Exercise prompt: Copy the data exactly, keeping every line intact.

== Task data

PR #12374, opened 2026-04-01
BaseTools: FMMT: Fix FFS replace no-op in LZMA guided section

AshrafAliS:
# Description

When replacing an FFS whose LZMA recompression delta exactly fits within the existing PadData (Remain_New_Free_Space == 0), the output binary was byte-for-byte identical to the input, the merge appeared to succeed but no change was written.

Root cause: in the 'CompressedData > OriData' branch of 'CompressSectionData', 'TargetTree.Data.OriData' was never updated before calling 'ModifyTest'. With 'Remain_New_Free_Space == 0', 'ModifyTest' falls into the 'else' branch and calls 'CompressData()', which is a no-op because 'Status' is already 'True', leaving the stale LZMA blob in place.

Fix: pre-update 'OriData', 'ChangeSize', and 'PadData' when 'Remain_New_Free_Space <= 0', guarded so the '> 0' path (which relies on 'ModifyTest' to propagate the update up the tree) is unaffected.

| OriData   | CompressedData | Delta | Remain_New_Free_Space | Before Fix                        | After Fix         |
|-----------|----------------|-------|-----------------------|-----------------------------------|-------------------|
| 1,441,373 | 1,441,376      | +3    | 0 (absorbed by Pad)   | no-op: output identical to input  | driver updated    |
| 1,441,373 | 1,441,579      | +206  | +204                  | working: delta propagated up tree | no regression     |

- [ ] Breaking change?
- [ ] Impacts security?
- [ ] Includes tests?

## How This Was Tested

**Before fix:** input BIOS and output BIOS were byte-for-byte identical during FMMT replace operation (verified with binary comparison).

====

Answer to this task:
PR #12374, opened 2026-04-01
BaseTools: FMMT: Fix FFS replace no-op in LZMA guided section

AshrafAliS:
# Description

When replacing an FFS whose LZMA recompression delta exactly fits within the existing PadData (Remain_New_Free_Space == 0), the output binary was byte-for-byte identical to the input, the merge appeared to succeed but no change was written.

Root cause: in the 'CompressedData > OriData' branch of 'CompressSectionData', 'TargetTree.Data.OriData' was never updated before calling 'ModifyTest'. With 'Remain_New_Free_Space == 0', 'ModifyTest' falls into the 'else' branch and calls 'CompressData()', which is a no-op because 'Status' is already 'True', leaving the stale LZMA blob in place.

Fix: pre-update 'OriData', 'ChangeSize', and 'PadData' when 'Remain_New_Free_Space <= 0', guarded so the '> 0' path (which relies on 'ModifyTest' to propagate the update up the tree) is unaffected.

| OriData   | CompressedData | Delta | Remain_New_Free_Space | Before Fix                        | After Fix         |
|-----------|----------------|-------|-----------------------|-----------------------------------|-------------------|
| 1,441,373 | 1,441,376      | +3    | 0 (absorbed by Pad)   | no-op: output identical to input  | driver updated    |
| 1,441,373 | 1,441,579      | +206  | +204                  | working: delta propagated up tree | no regression     |

- [ ] Breaking change?
- [ ] Impacts security?
- [ ] Includes tests?

## How This Was Tested

**Before fix:** input BIOS and output BIOS were byte-for-byte identical during FMMT replace operation (verified with binary comparison).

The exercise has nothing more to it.